» **What the exercise asks**: Which lines of the data below hold "Wrap"? Copy each of them.

Stored data:
[Start of section]
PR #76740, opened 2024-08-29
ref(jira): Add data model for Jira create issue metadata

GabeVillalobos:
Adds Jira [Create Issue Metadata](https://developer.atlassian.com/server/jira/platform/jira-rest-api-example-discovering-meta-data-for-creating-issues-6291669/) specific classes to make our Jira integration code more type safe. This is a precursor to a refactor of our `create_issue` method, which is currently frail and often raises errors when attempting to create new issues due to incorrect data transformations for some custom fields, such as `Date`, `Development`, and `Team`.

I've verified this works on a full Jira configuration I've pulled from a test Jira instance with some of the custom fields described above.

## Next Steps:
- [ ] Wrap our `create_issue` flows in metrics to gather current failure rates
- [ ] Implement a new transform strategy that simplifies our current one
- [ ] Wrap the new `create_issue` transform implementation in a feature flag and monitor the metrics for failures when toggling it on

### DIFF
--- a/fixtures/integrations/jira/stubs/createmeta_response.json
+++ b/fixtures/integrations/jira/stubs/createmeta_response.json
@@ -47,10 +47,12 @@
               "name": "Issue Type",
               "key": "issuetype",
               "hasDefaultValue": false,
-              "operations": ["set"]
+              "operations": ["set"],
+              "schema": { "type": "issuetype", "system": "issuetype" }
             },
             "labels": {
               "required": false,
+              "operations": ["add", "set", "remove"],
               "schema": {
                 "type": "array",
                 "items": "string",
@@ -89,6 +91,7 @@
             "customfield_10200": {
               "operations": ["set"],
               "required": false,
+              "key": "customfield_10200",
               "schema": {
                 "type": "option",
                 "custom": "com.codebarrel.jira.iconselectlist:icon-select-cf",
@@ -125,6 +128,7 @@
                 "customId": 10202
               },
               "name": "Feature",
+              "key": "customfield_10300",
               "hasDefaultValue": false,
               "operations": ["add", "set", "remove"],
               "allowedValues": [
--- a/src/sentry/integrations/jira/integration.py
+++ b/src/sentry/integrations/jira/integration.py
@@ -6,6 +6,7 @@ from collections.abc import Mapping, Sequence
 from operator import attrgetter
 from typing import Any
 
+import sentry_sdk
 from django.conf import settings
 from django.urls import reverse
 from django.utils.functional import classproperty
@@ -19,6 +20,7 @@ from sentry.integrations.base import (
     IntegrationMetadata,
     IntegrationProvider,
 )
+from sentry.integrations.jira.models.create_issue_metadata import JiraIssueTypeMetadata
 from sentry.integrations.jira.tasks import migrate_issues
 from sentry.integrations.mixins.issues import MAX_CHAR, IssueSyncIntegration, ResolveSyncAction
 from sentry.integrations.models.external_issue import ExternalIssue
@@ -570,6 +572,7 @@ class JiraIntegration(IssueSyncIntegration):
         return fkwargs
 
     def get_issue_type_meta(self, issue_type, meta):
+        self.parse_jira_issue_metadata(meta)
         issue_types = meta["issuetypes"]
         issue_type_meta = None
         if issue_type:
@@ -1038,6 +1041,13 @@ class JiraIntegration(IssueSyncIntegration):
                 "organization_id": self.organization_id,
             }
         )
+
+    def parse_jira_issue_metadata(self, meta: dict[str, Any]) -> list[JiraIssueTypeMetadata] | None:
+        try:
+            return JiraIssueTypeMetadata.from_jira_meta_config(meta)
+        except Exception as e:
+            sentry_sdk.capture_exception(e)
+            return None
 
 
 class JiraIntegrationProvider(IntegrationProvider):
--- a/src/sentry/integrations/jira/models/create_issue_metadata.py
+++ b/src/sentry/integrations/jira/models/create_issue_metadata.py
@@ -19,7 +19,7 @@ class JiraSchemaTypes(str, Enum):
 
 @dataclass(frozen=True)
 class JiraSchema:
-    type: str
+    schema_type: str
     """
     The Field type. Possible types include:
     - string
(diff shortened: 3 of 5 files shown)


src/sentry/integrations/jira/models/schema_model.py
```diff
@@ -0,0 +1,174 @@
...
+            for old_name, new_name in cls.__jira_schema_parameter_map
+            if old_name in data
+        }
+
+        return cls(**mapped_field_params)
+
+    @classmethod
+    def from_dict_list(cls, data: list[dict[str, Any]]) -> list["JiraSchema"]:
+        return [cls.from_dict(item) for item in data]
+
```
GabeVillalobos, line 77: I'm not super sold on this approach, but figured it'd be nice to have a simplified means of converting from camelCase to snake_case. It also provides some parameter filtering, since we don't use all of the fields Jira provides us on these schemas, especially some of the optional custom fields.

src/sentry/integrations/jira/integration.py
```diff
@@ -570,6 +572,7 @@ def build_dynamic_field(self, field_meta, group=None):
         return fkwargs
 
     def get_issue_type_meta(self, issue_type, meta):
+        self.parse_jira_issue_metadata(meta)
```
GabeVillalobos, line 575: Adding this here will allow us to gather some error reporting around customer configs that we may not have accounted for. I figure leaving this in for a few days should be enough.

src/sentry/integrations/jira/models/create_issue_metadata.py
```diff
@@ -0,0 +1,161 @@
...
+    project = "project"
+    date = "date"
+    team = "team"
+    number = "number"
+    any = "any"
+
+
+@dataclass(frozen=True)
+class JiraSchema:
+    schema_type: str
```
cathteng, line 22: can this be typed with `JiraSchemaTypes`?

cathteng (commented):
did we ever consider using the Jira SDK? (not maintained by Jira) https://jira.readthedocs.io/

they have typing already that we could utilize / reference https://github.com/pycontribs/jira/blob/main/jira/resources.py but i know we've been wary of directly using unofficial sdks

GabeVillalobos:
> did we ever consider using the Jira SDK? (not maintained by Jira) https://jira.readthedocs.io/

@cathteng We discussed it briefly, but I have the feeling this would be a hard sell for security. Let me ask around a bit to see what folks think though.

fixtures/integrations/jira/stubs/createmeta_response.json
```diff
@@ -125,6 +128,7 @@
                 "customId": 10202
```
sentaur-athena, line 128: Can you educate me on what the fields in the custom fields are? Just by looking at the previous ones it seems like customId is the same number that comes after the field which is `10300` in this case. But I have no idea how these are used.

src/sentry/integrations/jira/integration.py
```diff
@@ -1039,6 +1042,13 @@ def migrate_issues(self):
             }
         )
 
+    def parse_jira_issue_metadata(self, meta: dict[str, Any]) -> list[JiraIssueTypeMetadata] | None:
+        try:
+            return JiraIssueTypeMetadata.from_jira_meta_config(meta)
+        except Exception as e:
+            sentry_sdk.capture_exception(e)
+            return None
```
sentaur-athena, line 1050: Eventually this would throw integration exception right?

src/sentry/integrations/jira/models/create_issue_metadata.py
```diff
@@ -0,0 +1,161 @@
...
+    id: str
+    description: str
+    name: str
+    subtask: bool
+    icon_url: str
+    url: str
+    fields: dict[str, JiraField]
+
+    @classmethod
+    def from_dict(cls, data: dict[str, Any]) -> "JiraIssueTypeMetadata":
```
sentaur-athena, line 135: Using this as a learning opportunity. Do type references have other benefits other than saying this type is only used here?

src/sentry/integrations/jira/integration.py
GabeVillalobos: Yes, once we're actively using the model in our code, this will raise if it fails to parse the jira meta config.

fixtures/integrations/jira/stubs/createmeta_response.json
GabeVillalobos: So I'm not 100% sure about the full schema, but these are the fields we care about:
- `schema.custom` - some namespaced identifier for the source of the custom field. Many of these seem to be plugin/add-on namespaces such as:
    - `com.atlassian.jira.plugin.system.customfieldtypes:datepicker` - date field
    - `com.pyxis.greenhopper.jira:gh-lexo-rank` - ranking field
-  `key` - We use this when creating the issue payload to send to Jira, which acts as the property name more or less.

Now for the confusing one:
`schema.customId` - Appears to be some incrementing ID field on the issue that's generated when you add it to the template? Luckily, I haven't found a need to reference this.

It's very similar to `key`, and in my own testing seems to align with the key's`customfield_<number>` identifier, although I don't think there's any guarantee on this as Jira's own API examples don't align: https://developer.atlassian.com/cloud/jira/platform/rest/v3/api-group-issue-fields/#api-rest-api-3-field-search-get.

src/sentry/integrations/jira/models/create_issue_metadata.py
[End of section]
[Start of section]
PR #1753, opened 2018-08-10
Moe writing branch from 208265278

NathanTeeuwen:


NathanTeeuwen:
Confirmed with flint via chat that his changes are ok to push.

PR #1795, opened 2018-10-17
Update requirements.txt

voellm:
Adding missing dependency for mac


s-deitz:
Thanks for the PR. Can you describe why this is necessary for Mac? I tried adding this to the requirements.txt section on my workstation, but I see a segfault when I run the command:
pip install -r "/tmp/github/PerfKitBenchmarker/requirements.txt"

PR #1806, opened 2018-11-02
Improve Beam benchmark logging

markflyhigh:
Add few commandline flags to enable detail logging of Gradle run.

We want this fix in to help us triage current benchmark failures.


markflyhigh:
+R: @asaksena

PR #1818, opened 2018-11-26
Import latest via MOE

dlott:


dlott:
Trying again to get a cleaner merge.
[End of section]
» **Answer for the task**:
- [ ] Wrap our `create_issue` flows in metrics to gather current failure rates
- [ ] Wrap the new `create_issue` transform implementation in a feature flag and monitor the metrics for failures when toggling it on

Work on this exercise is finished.